This analysis is opinion only and should not be interpreted as financial advice.

STONEWOOD PARTNERSHIPS (SEVERN BEACH) LIMITED - Analysis Report

Company Number: 13917232

Analysis Date: 2025-07-29 20:41 UTC

Credit Opinion:
CONDITIONAL APPROVAL. Stonewood Partnerships (Severn Beach) Limited is a recently incorporated small private company engaged in building project development. The company currently reports a small net liability position and relies significantly on related party interest-free loans repayable on demand, which poses liquidity risk. However, the directors have secured ongoing support from the parent company, Stonewood Builders Holdings Limited, and there is an unqualified audit report. Approval should be conditioned on continued parental backing and regular monitoring of liquidity and project progress.

Financial Strength:
The balance sheet shows net liabilities of £8,164 as of 30 September 2024, a slight deterioration from £4,551 net liabilities a year earlier. The company holds current assets of £262,821, predominantly stock (£260,270), offset by current liabilities of £270,985 mainly due to amounts owed to related parties (£267,384). Share capital is nominal (£12). Negative net assets indicate the company is currently technically insolvent on a standalone basis, relying on related parties for funding. The company has no employees, limiting operating overheads.

Cash Flow Assessment:
Working capital is negative by £8,164, with current liabilities exceeding current assets. Related party loans are interest-free and repayable on demand, which provides flexibility but also risk if support is withdrawn. Debtors are minimal (£2,551), and there is no indication of cash reserves or external financing. The directors’ statement confirms parental support for at least 12 months, which is critical given the negative net assets and ongoing funding needs.

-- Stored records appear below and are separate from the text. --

PR #234, opened 2021-06-30
don't collapse expended modules when language changes

blacksponge:
## Purpose

When someone changes the language once the results are displayed, if one of the module is expended then is will be collapsed.

## Changes

This PR changes the behaviour of the result component to not re-collapse modules if the language has changed. 

When the result id changes the behaviour remains the same as before.

## How to test this PR

* Open a test results (ex. http://localhost:4200/result/df0aa98ff4e53b99 if your dev environment point to zonemaster.net)
* Expend a module
* Change the language
* If the module remains expended, it is working as expected
* Now try to change the result id by displaying another test from the history
* If all modules are now collapsed, it is working as expected

### DIFF
--- a/e2e/FR22.e2e-spec.ts
+++ b/e2e/FR22.e2e-spec.ts
@@ -18,11 +18,11 @@ describe('Zonemaster test FR22 - [Provide the possibility to see more informatio
     await element(by.css('#domain_check_name')).sendKeys('afNiC.Fr');
     await element(by.css('div button.launch')).click();
 
-    await browser.wait(() => element(by.css('#collapsed_module_1')).isPresent(), 120 * 1000);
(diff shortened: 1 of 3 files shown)


matsduf (approved):
This looks fine. It works as it should when tested. It improves the appearance when changing language.

Also here I would like to see more documentation of the code. In Perl there is POD for documentation. Is there something similar for this code.

pnax (approved):
Nice feature.

matsduf:
@blacksponge, please merge.

pnax:
## Testing v2021.2

- [x] If the module remains expended, it is working as expected
- [x] If all modules are now collapsed, it is working as expected

LGTM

The absence of trading profit and reliance on stock suggests cash flow will depend on successful project completions and sales in a challenging housing market.

Monitoring Points:

  • Continued parental support and any changes in related party funding terms.
  • Progress on development projects and resultant cash inflows from sales.
  • Changes in net liabilities and working capital position in subsequent accounts.
  • Any increase in external debt or equity injections to strengthen the balance sheet.
  • Market conditions affecting house sales and project viability.
  • Directors’ adherence to forecasts and going concern assumptions.